Non è bastata la sentenza del Consiglio di Stato del 15 febbraio scorso a chiudere definitivamente la questione della presenza del Crocifisso nei luoghi pubblici che invece continua ad essere oggetto di polemiche e contese. È vero che quella sentenza riguardava in particolare le aule scolastiche, riferendosi al ricorso di una signora finlandese residente a Padova, che aveva chiesto di togliere il crocifisso dalla scuola frequentata dal figlio. I giudici però, nel respingere la richiesta della donna, avevano anche fissato principi che possono valere per qualsiasi ufficio pubblico. Il Consiglio di Stato stabilì che il crocifisso non deve essere necessariamente rimosso perché «ha una funzione simbolica altamente educativa» e rappresenta in modo idoneo «l’elevato fondamento dei valori civili, che sono poi i valori che delineano la laicità nell’attuale ordinamento dello Stato». Attraverso l’esposizione del crocifisso secondo i giudici di Palazzo Spada vengono espressi «valori di tolleranza, di rispetto reciproco, di valorizzazione della persona» che «connotano la civiltà italiana».
E ora, dato che i seggi elettorali vengono sistemati nelle scuole, dove per l’appunto si trovano i crocifissi, la polemica si è riaperta perché la rimozione del simbolo religioso ha provocato l’immediata reazione dei rappresentanti del centrodestra.
Nel caso del comune trevigiano di Cornuda la richiesta di un cittadino in un singolo seggio ha poi di fatto provocato la rimozione del crocifisso in tutti i seggi. Di fronte alle rimostranze del capogruppo di Forza Italia in regione, Remo Sernagiotto, che chiedeva di non togliere il crocifisso il sindaco ha replicato che la sentenza del Consiglio di Stato riguardava le aule scolastiche e il discorso cambia quando queste diventano sede elettorale. A Fornole in provincia di Terni invece è stato il presidente di seggio a prendere l’iniziativa provocando la reazione del consigliere regionale azzurro Raffaele Nevi che ha denunciato il fatto al prefetto e ai carabinieri. «Questo signore (il presidente di seggio, ndr) si è presentato al seggio autoproclamandosi di Rifondazione Comunista - spiega Nevi - poi d’imperio ha fatto togliere il crocifisso dal seggio perché ha detto che avrebbe potuto orientare il voto. Abbiamo risposto con una denuncia ai carabinieri». Il gesto del presidente di seggio poi è stato sconfessato anche dal responsabile locale di Rifondazione, Alberto Sabatini, che ha tenuto a specificare che l’uomo non era mai stato iscritto al suo partito.
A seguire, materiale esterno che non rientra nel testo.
PR #1681, opened 2017-12-06
offerToReceive: s/transceiver type/transceiver kind/ (and do it for kinds, not mediaTypes)

fippo:
clarifies https://github.com/w3c/webrtc-pc/pull/1672#discussion_r155347548
Also changes mediaType to kind for consistency.

### DIFF
--- a/webrtc.html
+++ b/webrtc.html
@@ -3287,7 +3287,7 @@ interface RTCPeerConnection : EventTarget  {
                 <p>Offer to receive audio even though no audio will be sent.
                 When this dictionary member is present as an option to <a href=
                 "#dom-rtcpeerconnection-createoffer">createOffer</a>, run the
-                <a>offer to receive</a> steps with a <var>mediaType</var> of
+                <a>offer to receive</a> steps with a <var>kind</var> of
                 "audio" instead of the regular <a href=
                 "#dom-rtcpeerconnection-createoffer">createOffer</a> steps.</p>
               </dd>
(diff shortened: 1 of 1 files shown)


fippo:
@adam-be can you please take a look?

webrtc.html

Per il senatore dell’Udc, Maurizio Ronconi, togliere il crocifisso è «un segno d’intolleranza» e per Andrea Ronchi, portavoce di Alleanza nazionale, dimostra «ancora una volta quanto la sinistra sia antidemocratica, anticlericale e illiberale». Nessuno mette in dubbio la laicità dello Stato, dice Filippo Ascierto di An, «ma non crediamo ci sia nulla di male a esporre il crocifisso. Vogliamo che i cittadini vengano a conoscenza dei fatti perché siano così messi in condizione di capire come ragionano gli uomini di questa sinistra».
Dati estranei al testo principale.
Issue #1586, opened 2017-09-10
behaviour of offerToReceive* set to false when there is a local track


fippo:
related to #1383 but that is complicated enough already.
Suppose I do this:
```
var pc = new RTCPeerConnection();
navigator.mediaDevices.getUserMedia({audio: true})
.then(stream => {
  pc.addTrack(stream.getAudioTracks()[0], stream);
  return pc.createOffer({offerToReceiveAudio: false})
})
.then(offer => {
  console.log(offer.sdp);
});
```
I want to send audio but not receive it. This means the sdp should say "sendonly".
But we currently specify this as "leave it alone".

This needs something like "if there is a transceiver for this kind set its direction to sendonly".

fippo:
I knew this was somewhat familiar, see #1461 and #1466. But both were closed leaving the poor guy trying to shim this 😭

stefhak:
I feel your pain, but I wonder, was ```{offerToReceiveAudio: false}``` ever defined to make the m-line say ```sendonly```? My recollection says the use of ```offerToReceiveX``` was only to make the offer contain an m-line of kind ```X``` even if there was no outgoing media of type ```X```.

jan-ivar:
> was {offerToReceiveAudio: false} ever defined to make the m-line say sendonly

@stefhak The spec [used to say](https://dev.w3.org/2011/webrtc/editor/archives/20130603/webrtc.html#constraints): *"This constraint allows an application to indicate its preferences for receiving video when creating an offer."*

and 

*"This is an enum type constraint that can take the values "true" and "false". The default is a non mandatory "true" for an RTCPeerConnection object that has a video stream at the point in time when the constraints are being evaluated and is non mandatory "false" otherwise."*

I interpreted it at the time to mean that, which is why Firefox works that way. Chrome does too, as [I pointed out](https://github.com/w3c/webrtc-pc/issues/1461#issue-241153792).

jan-ivar:
What convinced me to not pursue this is @taylor-b's [comment](https://github.com/w3c/webrtc-pc/pull/1466#issuecomment-315227981). The scope of createOffer isn't to discover whom you're dealing with, rather just to discover which machines will be involved. Specifically: apps are generally on both sides of a connection, and should know which side intends to send what ahead of OA.

I could be wrong about this, of course. So others feel free to raise this issue if there's an important use-case left in the cold by this.

taylor-b:
[...]

PR #1683, opened 2017-12-06
fix offerToReceive(Audio|Video): false

fippo:
specifies that offerToReceive* stops all non-stopped transceivers from sending.

### DIFF
--- a/webrtc.html
+++ b/webrtc.html
@@ -3292,6 +3292,58 @@ interface RTCPeerConnection : EventTarget  {
         </section>
       <section>
         <h4>Legacy configuration extensions</h4>
+        <p>This section describes a set of legacy extensions that may be used to
+        influence how an offer is created, in addition to the media added to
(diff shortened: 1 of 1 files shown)


fippo:
A stab at https://github.com/w3c/webrtc-pc/issues/1586

Ironically Firefox Nightly just "broke" this: https://jsfiddle.net/dyytbfxk/
is sendrecv in nightly, sendonly in stable.

Firefox stable sets (to my surprise) the direction on *all* m-lines.
This shows that this feature is 💩 💩 💩  :-)

jan-ivar:
@fippo By "broke" you mean we now implement the spec as mandated?

fippo:
given that the spec decided to change existing behaviour without even bothering to investigate usage (I have not seen httparchive usage data) yes.

It is very much unclear how many people depend on this and the lack of feedback from consumers of the peerconnection API (both service providers and opensource library vendors) is quite concerning.

fippo:
needs rebase after #1686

La vicenda di Amelia per l’azzurro Antonio Tajani «dimostra quanta intolleranza ci sia nei seggi da parte di chi dovrebbe garantire il regolare svolgimento delle elezioni». Il coordinatore di Forza Italia, Sandro Bondi, non riesce a rimanere indifferente «di fronte ad un atto che costituisce un’offesa intollerabile per tutto il popolo italiano».